Server Logs & Hubspot


#1

Hello everyone, I’m hoping to receive some knowledge regarding Hubspot and server logs. Recently, spoofed Googlebot or Bingbot variants began receiving 403 forbidden errors. Hubspot support informed me this is a recent change which verifies IP address with user-agent and serves 403 to rogues. As recent as a month ago this was not the case. I’d like to peek at our server logs for this reason primarily, but other SEO reasons as well.

Unfortunately, I’m working with a site that has been in the hands of several different developers and platforms over the years, leading to a convoluted lack of understanding within our organization of how our site works.

We used to be on Wordpress, but migrated to Hubspot. We shifted hosting over to Cloudflare, but many of the benefits from that switch were lost when we learned that Hubspot wanted an exorbitant sum of $$$ to support SSL. However, as it was not harming anything, Cloudflare remained. Hubspot seems to think we are not hosting our root on Hubspot servers, so support informed me that they can not provide me with server logs. Here’s what they said (I was also asking about .htaccess access):

“We don’t provide any access to a .htaccess file as this would be a file for many HubSpot portal servers and not just your own. The same goes for general server logs, since we are only hosting content and not your root domain. I would recommend reaching out to your DNS provider, since they would have logs specific to your own root domain, which is information we simply cannot provide.”
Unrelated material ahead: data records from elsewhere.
PR #2304, opened 2021-07-14
Use If-None-Match for ETag header

narrieta:
* Fixes the name of the header: If-None-Match instead of ETag header.
* Update goal state only if the response includes an etag


narrieta:
FYI: @jscalev

larohra (approved):

kevinclark19a (approved):

PR #2323, opened 2021-08-11
Update HostGAplugin headers before fetching vmSettings

narrieta:
The vmSettings were out of sync with ExtensionsConfig because the vmSettings API requires the latest RoleConfigName so the headers need to be updated before issuing the request.

With this change the retry loop is no longer needed so I am removing it as well.


kevinclark19a (approved):

azurelinuxagent/common/protocol/wire.py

Hmm. That’s not how I understood things to work, so I reached out to our most recent previous developer, to which he said:

"Hmmm, that’s a little strange they would say that. The DNS stuff is a bit convoluted for the domain but they are in fact hosting the site on their servers. Whoever you were talking to was probably confused because the nameservers are on cloudflare.
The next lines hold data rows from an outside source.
PR #2332, opened 2021-08-18
Implement InitialGoalStatePeriod parameter + improvements in logging goal state processing

narrieta:
Implementation of Extensions.InitialGoalStatePeriod in /etc/waagent.conf.

In order to implement this parameter, I need to keep track of the convergence of the first goal state so I took this as an opportunity to improve the logging of the status of the goal state,

### DIFF
--- a/azurelinuxagent/ga/update.py
+++ b/azurelinuxagent/ga/update.py
@@ -56,7 +56,7 @@ from azurelinuxagent.ga.collect_logs import get_collect_logs_handler, is_log_col
 from azurelinuxagent.ga.env import get_env_handler
 from azurelinuxagent.ga.collect_telemetry_events import get_collect_telemetry_events_handler
 
-from azurelinuxagent.ga.exthandlers import HandlerManifest, ExtHandlersHandler, list_agent_lib_directory
+from azurelinuxagent.ga.exthandlers import HandlerManifest, ExtHandlersHandler, list_agent_lib_directory, ValidHandlerStatus
 from azurelinuxagent.ga.monitor import get_monitor_handler
 
 from azurelinuxagent.ga.send_telemetry_events import get_send_telemetry_events_handler
@@ -72,12 +72,17 @@ CHILD_POLL_INTERVAL = 60
 
 MAX_FAILURE = 3  # Max failure allowed for agent before blacklisted
 
-GOAL_STATE_INTERVAL_DISABLED = 5 * 60
+GOAL_STATE_PERIOD_EXTENSIONS_DISABLED = 5 * 60
 
 ORPHAN_POLL_INTERVAL = 3
 ORPHAN_WAIT_INTERVAL = 15 * 60
 
 AGENT_SENTINEL_FILE = "current_version"
+
+# This file marks that the first goal state (after provisioning) has been completed, either because it converged or because we received another goal
+# state before it converged. The contents will be an instance of ExtensionsSummary. If the file does not exist then we have not finished processing
+# the goal state.
+INITIAL_GOAL_STATE_FILE = "initial_goal_state"
 
 READONLY_FILE_GLOBS = [
     "*.crt",
@@ -86,6 +91,29 @@ READONLY_FILE_GLOBS = [
     "*.prv",
     "ovf-env.xml"
 ]
+
+
+class ExtensionsSummary(object):
+    """
+    The extensions summary is a list of (extension name, extension status) tuples for the current goal state; it is
+    used to report changes in the status of extensions and to keep track of when the goal state converges (i.e. when
+    all extensions in the goal state reach a terminal state: success or error.)
+    The summary is computed from the VmStatus reported to blob storage.
+    """
+    def __init__(self, vm_status=None):
+        if vm_status is None:
+            self.summary = []
+            self.converged = True
+        else:
+            self.summary = [(h.extension_status.name, h.extension_status.status) for h in vm_status.vmAgent.extensionHandlers]
+            self.summary.sort(key=lambda s: s[0])  # sort by extension name to make comparisons easier
+            self.converged = all(status in (ValidHandlerStatus.success, ValidHandlerStatus.error) for _, status in self.summary)
+
+    def __eq__(self, other):
+        return self.summary == other.summary
+
+    def __str__(self):
+        return ustr(self.summary)
 
 
 def get_update_handler():
@@ -118,6 +146,18 @@ class UpdateHandler(object):
         self._last_try_update_goal_state_failed = False
 
         self.last_incarnation = None
+
+        self._extensions_summary = ExtensionsSummary()
+
+        self._is_initial_goal_state = not os.path.exists(self._initial_goal_state_file_path())
+
+        if not conf.get_extensions_enabled():
+            self._goal_state_period = GOAL_STATE_PERIOD_EXTENSIONS_DISABLED
+        else:
+            if self._is_initial_goal_state:
+                self._goal_state_period = conf.get_initial_goal_state_period()
+            else:
+                self._goal_state_period = conf.get_goal_state_period()
 
     def run_latest(self, child_args=None):
         """
@@ -316,14 +356,14 @@ class UpdateHandler(object):
             for thread_handler in all_thread_handlers:
                 thread_handler.run()
 
-            goal_state_interval = conf.get_goal_state_period() if conf.get_extensions_enabled() else GOAL_STATE_INTERVAL_DISABLED
+            logger.info("Goal State Period: {0} sec. This indicates how often the agent checks for new goal states and reports status.", self._goal_state_period)
 
             while self.is_running:
                 self._check_daemon_running(debug)
                 self._check_threads_running(all_thread_handlers)
                 self._process_goal_state(protocol, exthandlers_handler, remote_access_handler)
                 self._send_heartbeat_telemetry(protocol)
-                time.sleep(goal_state_interval)
+                time.sleep(self._goal_state_period)
 
         except ExitException as exitException:
             logger.info(exitException.reason)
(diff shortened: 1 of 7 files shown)


azurelinuxagent/ga/update.py
```diff
@@ -119,6 +147,18 @@ def __init__(self):
 
         self.last_incarnation = None
 
+        self._extensions_summary = ExtensionsSummary()
+
+        self._is_initial_goal_state = not os.path.exists(self._initial_goal_state_file_path())
+
+        if not conf.get_extensions_enabled():
```
narrieta, line 154: This initialization used to happen just before the main loop, and the period was a local variable. Now the period is an instance member and is initialized here (plus it takes into account the InitialGoalStatePeriod)

tests/common/test_cgroupconfigurator.py
```diff
@@ -189,15 +189,6 @@ def test_setup_extension_slice_should_create_unit_files(self):
...
             self.assertTrue(os.path.exists(extension_slice_unit_file), "{0} was not created".format(extension_slice_unit_file))
 
-    def test_remove_extension_slice_should_remove_unit_files(self):
-        with self._get_cgroup_configurator() as configurator:
-            # get the paths to the mocked files
-            extension_slice_unit_file = configurator.mocks.get_mapped_path(UnitFilePaths.extensionslice)
-
-            configurator.remove_extension_slice(extension_name="Microsoft.CPlat.Extension")
-
-            self.assertFalse(os.path.exists(extension_slice_unit_file), "{0} should not be present".format(extension_slice_unit_file))
```
kevinclark19a, line 199: why remove this test? is it unneeded now due to a change in behavior?

azurelinuxagent/ga/update.py
```diff
@@ -464,19 +535,22 @@ def _emit_restart_event(self):
     def _emit_changes_in_default_configuration():
         try:
             def log_event(msg):
-                logger.info(msg)
+                logger.info("******** {0} ********", msg)
```
narrieta, line 538: we had an incident where the GoalStatePeriod was changed, but we did not notice the log statement... I tried to do this message more visible by adding asterisks here and an explanatory note a few lines below

tests/common/test_cgroupconfigurator.py
```diff
@@ -189,15 +189,6 @@ def test_setup_extension_slice_should_create_unit_files(self):
 
             self.assertTrue(os.path.exists(extension_slice_unit_file), "{0} was not created".format(extension_slice_unit_file))
 
-    def test_remove_extension_slice_should_remove_unit_files(self):
```
narrieta, line 192: I need to undo this (i.e. re-add this test)

tests/ga/test_update.py
```diff
@@ -1501,13 +1501,21 @@ def test_update_happens_when_extensions_disabled(self, _):
...
-    def test_interval_changes_when_extensions_disabled(self, _):
+    def test_interval_should_be_default_when_extensions_enabled(self):
         """
         When extension processing is disabled, the goal state interval should be larger.
         """
-        self.update_handler._upgrade_available = Mock(return_value=False)
-        self._test_run(invocations=1, calls=1, sleep_interval=(300,))
+        with patch('azurelinuxagent.common.conf.get_extensions_enabled', return_value=True):
+            update_handler = get_update_handler()
+            self.assertEqual(6, update_handler._goal_state_period, "Incorrect goal state period when extensions are enabled")
```
kevinclark19a, line 1510: Could this reference a constant variable instead of a literal? perhaps just call the `conf` module itself?

tests/ga/test_update.py
```diff
@@ -1501,13 +1501,21 @@ def test_update_happens_when_extensions_disabled(self, _):
...
+
+    def test_interval_changes_when_extensions_disabled(self):
+        """
+        When extension processing is disabled, the goal state interval should be larger.
+        """
+        with patch('azurelinuxagent.common.conf.get_extensions_enabled', return_value=False):
+            update_handler = get_update_handler()
+            self.assertEqual(300, update_handler._goal_state_period, "Incorrect goal state period when extensions are disabled")
```
kevinclark19a, line 1518: same here as above.

tests/ga/test_update.py
narrieta: this test should actually be checking that we are using the default value (which happens to be 6), and the one below should verify that we are using the constant defined in update.py, but I am not planning on changing those existing tests as part of this work item. i noticed an important test case and added it here, not planning any additional improvements

narrieta: (I need to update the comment describing the new test, though, so I'll do that now

narrieta: (updated comment)

azurelinuxagent/ga/update.py
```diff
@@ -392,17 +432,48 @@ def _process_goal_state(self, protocol, exthandlers_handler, remote_access_handl
...
+                add_event(op=WALAEventOperation.GoalState, message=message)
+                if self._is_initial_goal_state:
+                    self._on_initial_goal_state_completed(self._extensions_summary)
+
+    def _on_initial_goal_state_completed(self, extensions_summary):
+        fileutil.write_file(self._initial_goal_state_file_path(), ustr(extensions_summary))
+        if conf.get_extensions_enabled():
+            previous = self._goal_state_period
+            self._goal_state_period = conf.get_goal_state_period()
+            if self._goal_state_period != previous:
```
nagworld9, line 473: why this check matters, regardless we need to switch right?

kevinclark19a (approved):

azurelinuxagent/ga/update.py
narrieta: we want to log this only 1 time (the switch always happens, one line above, though from the second goal state forward we are "switching" to the same value)

azurelinuxagent/ga/update.py
```diff
@@ -88,6 +93,29 @@
...
+    all extensions in the goal state reach a terminal state: success or error.)
+    The summary is computed from the VmStatus reported to blob storage.
+    """
+    def __init__(self, vm_status=None):
+        if vm_status is None:
+            self.summary = []
+            self.converged = True
+        else:
+            self.summary = [(h.extension_status.name, h.extension_status.status) for h in vm_status.vmAgent.extensionHandlers]
+            self.summary.sort(key=lambda s: s[0])  # sort by extension name to make comparisons easier
```
larohra, line 109: This will throw if the name is None. 
It generally shouldn't be None but would be safer to have a check

azurelinuxagent/ga/update.py
narrieta: alternatively, the code could have been written as 

```
        if conf.get_extensions_enabled() and conf.get_goal_state_period() != conf.get_initial_goal_state_period():
            self._goal_state_period = conf.get_goal_state_period()
            logger.info("Initial goal state completed, switched the goal state period to {0}", self._goal_state_period)

```

azurelinuxagent/ga/update.py
narrieta: how can the extension name be None?

azurelinuxagent/ga/update.py
nagworld9: This bring me general question, Ideal world it should not be but what if both first goal state period and goal state period values are same then do we want to go through this entire new flow?

narrieta: Not sure I follow you question... in the vast majority of VMs the 2 periods will be the same. On HPC machines they will be different. What is your concern?

nagworld9: I thought something else. Makes sense now. NM,

narrieta: ok, i'll rewrite the code as i pointed out above, which seems a little clearer

azurelinuxagent/ga/update.py
narrieta: i guess my point is that name is not special, why check for name not to be None, but not check status or vmAgent, or extensionHandlers?

rather, we should ensure we handle exceptions correctly if at some point a bug is introduced that makes any of those fields to be undefined. i realized the new UpdateHandler._report_status should handle errors in a similar way to ExtHandlersHandler.report_ext_handlers_status; I'll add that.

azurelinuxagent/ga/update.py
```diff
@@ -392,17 +436,58 @@ def _process_goal_state(self, protocol, exthandlers_handler, remote_access_handl
...
             if incarnation != self.last_incarnation:
                 remote_access_handler.run()
         finally:
             self.last_incarnation = incarnation
 
+    def _report_status(self, exthandlers_handler, incarnation_changed):
+        # report_ext_handlers_status does its own error handling and returns None if an error occurred
+        vm_status = exthandlers_handler.report_ext_handlers_status(incarnation_changed=incarnation_changed)
+        if vm_status is None:
+            return
```
larohra, line 461: Should we modify the self._extension_summary in this case? or maybe log it once per incarnation or something?

azurelinuxagent/ga/update.py
```diff
@@ -464,19 +549,22 @@ def _emit_restart_event(self):
...
-            def log_if_int_changed_from_default(name, current):
+            def log_if_int_changed_from_default(name, current, message=""):
                 default = conf.get_int_default_value(name)
                 if default != current:
-                    log_event("{0} changed from its default: {1}. New value: {2}".format(name, default, current))
+                    log_event("{0} changed from its default: {1}. New value: {2}. {3}".format(name, default, current, message))
 
             def log_if_op_disabled(name, value):
                 if not value:
                     log_event("{0} is set to False, not processing the operation".format(name))
```
larohra, line 562: Maybe even add a message for these ops too? (EnableFirewall and Extensions.Enabled)?

larohra (approved):
some minor comments else LGTM

azurelinuxagent/ga/update.py
narrieta: we want to log it every time something changes, and changes can happen on every call to exthandlers_handler.report_ext_handlers_status

note that this logging is more for debugging the goal state, it is not related to the initial goal state logic (though it build on the same infrastructure)

kevinclark19a (approved):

The reason for having cloudflare in the mix was when the site was still on wordpress we moved it to cloudflare for some additional security, to improve performance and get the site going through SSL and HTTP/2. Come to find out once the site was launched on hubspot there was some large sum of money they wanted to enable the site over SSL. Many of the benefits of cloudflare were lost at that point but it wasn’t doing any harm so cloudflare remained the nameservers.

I don’t recall how it worked but it seems like hubspot prefers that you use their nameservers so that may be why they are telling you that they are just hosting the content and not the root domain. There currently is a permanent redirect on the root domain that forces requests back over to www. Because of that, trying to find something on the root domain or saying that they aren’t hosting the root domain is sort of a pointless: the root domain always goes back to www with a permanent redirect. If you have some URLs you’re aware of that aren’t doing that then you’ll need to look at rules on the cloudflare side or the hubspot side related to redirects and see what kinds of exceptions there are that are causing that. When I left I wasn’t aware of any sorts of exceptions at least on the cloudflare side."
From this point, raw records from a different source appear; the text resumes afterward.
PR #2340, opened 2021-08-24
Save the original subprocess.Popen before mocking it

narrieta:
The firewalll tests need  the value of subprocess.Popen before other tests mock it (in case those tests run in parallel)

### DIFF
--- a/tests/ga/test_update.py
+++ b/tests/ga/test_update.py
@@ -19,6 +19,8 @@ import zipfile
 from datetime import datetime, timedelta
 from threading import currentThread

Can anyone tell me where I ought go to get server logs? Has anyone successfully done this before?


Server log request
#2

Hi @nchimonas

Can you tell me more about what information you’d be looking for with this? We would not be able to provide access to the raw server logs for a site hosted on HubSpot, but we may have another way to see what you’re looking for.


Server log request
#3

I would like to know when any user-agent Googlebot has requested resources from our server, the status code associated with their requests, and the IP ranges of various user-agent Googlebot requests so I can validate real vs spoof, and only assess real Googlebot requests.

I want to know the crawl path of Googlebot, Bingbot, and other various crawlers. Which resources they request, when, and their status codes.


#4

We wouldn’t have anything that specific in the data we’d report on. You would be able to get some of that data for Googlebot using Google’s webmaster tools:
https://support.google.com/webmasters/answer/35120?hl=en

As far as spoofed bots, we do block requests using some known search bot user-agents that are from IPs not owned by the respective search engines, so any test requests using those user-agents will receive an error. We started blocking those spoofed requests on August 18th this year.